GOAL OF THE EXERCISE
A verbatim copy of every entry is required. Produce it now.

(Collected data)
PR #6048, opened 2022-06-03
erts: Apply -fno-omit-frame-pointer to erts/lib_src when JIT is enabled

d1jang:
Currently OMIT_OMIT_FP is set to true in erts/emulator/Makefile.in
when JIT is enabled, but not necessarily in erts/lib_src/Makefile.in.

This change factors out OMIT_OMIT_FP computation to be shared between
those two builds to apply this flag consistently to them.

Note that this bug was confirmed by @garazdawi in an Erlang forum post: https://erlangforums.com/t/unify-builds-for-otp-erts-targets/1419/3

### DIFF
--- a/.github/workflows/main.yaml
+++ b/.github/workflows/main.yaml
@@ -270,6 +270,45 @@ jobs:
           name: otp_win32_installer
           path: otp/release/win32/otp*.exe
 
+  build-flavors:
+    name: Build Erlang/OTP (Types and Flavors)
+    runs-on: ubuntu-latest
+    needs: [pack, changed-apps]
+    if: contains(needs.changed-apps.outputs.changes, 'emulator')
+
+    steps:
+      - uses: actions/checkout@v2
+      ## Download docker images
+      - name: Cache BASE image
+        id: cache-base-image
+        uses: actions/cache@v3
+        with:
+            path: otp_docker_base.tar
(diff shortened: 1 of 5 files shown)


garazdawi:
Hello! Thanks for the PR! Would you mind signing the CLA?

garazdawi (changes requested):
You need to also change [erts/configure.ac](https://github.com/erlang/otp/blob/master/erts/configure.ac#L3598) to include flavor.mk.in as [erts/configure](https://github.com/erlang/otp/blob/master/erts/configure) is a generated file.

d1jang:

RESULT OF THIS EXERCISE
PR #6048, opened 2022-06-03
erts: Apply -fno-omit-frame-pointer to erts/lib_src when JIT is enabled

d1jang:
Currently OMIT_OMIT_FP is set to true in erts/emulator/Makefile.in
when JIT is enabled, but not necessarily in erts/lib_src/Makefile.in.

This change factors out OMIT_OMIT_FP computation to be shared between
those two builds to apply this flag consistently to them.

Note that this bug was confirmed by @garazdawi in an Erlang forum post: https://erlangforums.com/t/unify-builds-for-otp-erts-targets/1419/3

### DIFF
--- a/.github/workflows/main.yaml
+++ b/.github/workflows/main.yaml
@@ -270,6 +270,45 @@ jobs:
           name: otp_win32_installer
           path: otp/release/win32/otp*.exe
 
+  build-flavors:
+    name: Build Erlang/OTP (Types and Flavors)
+    runs-on: ubuntu-latest
+    needs: [pack, changed-apps]
+    if: contains(needs.changed-apps.outputs.changes, 'emulator')
+
+    steps:
+      - uses: actions/checkout@v2
+      ## Download docker images
+      - name: Cache BASE image
+        id: cache-base-image
+        uses: actions/cache@v3
+        with:
+            path: otp_docker_base.tar
(diff shortened: 1 of 5 files shown)


garazdawi:
Hello! Thanks for the PR! Would you mind signing the CLA?

garazdawi (changes requested):
You need to also change [erts/configure.ac](https://github.com/erlang/otp/blob/master/erts/configure.ac#L3598) to include flavor.mk.in as [erts/configure](https://github.com/erlang/otp/blob/master/erts/configure) is a generated file.

d1jang:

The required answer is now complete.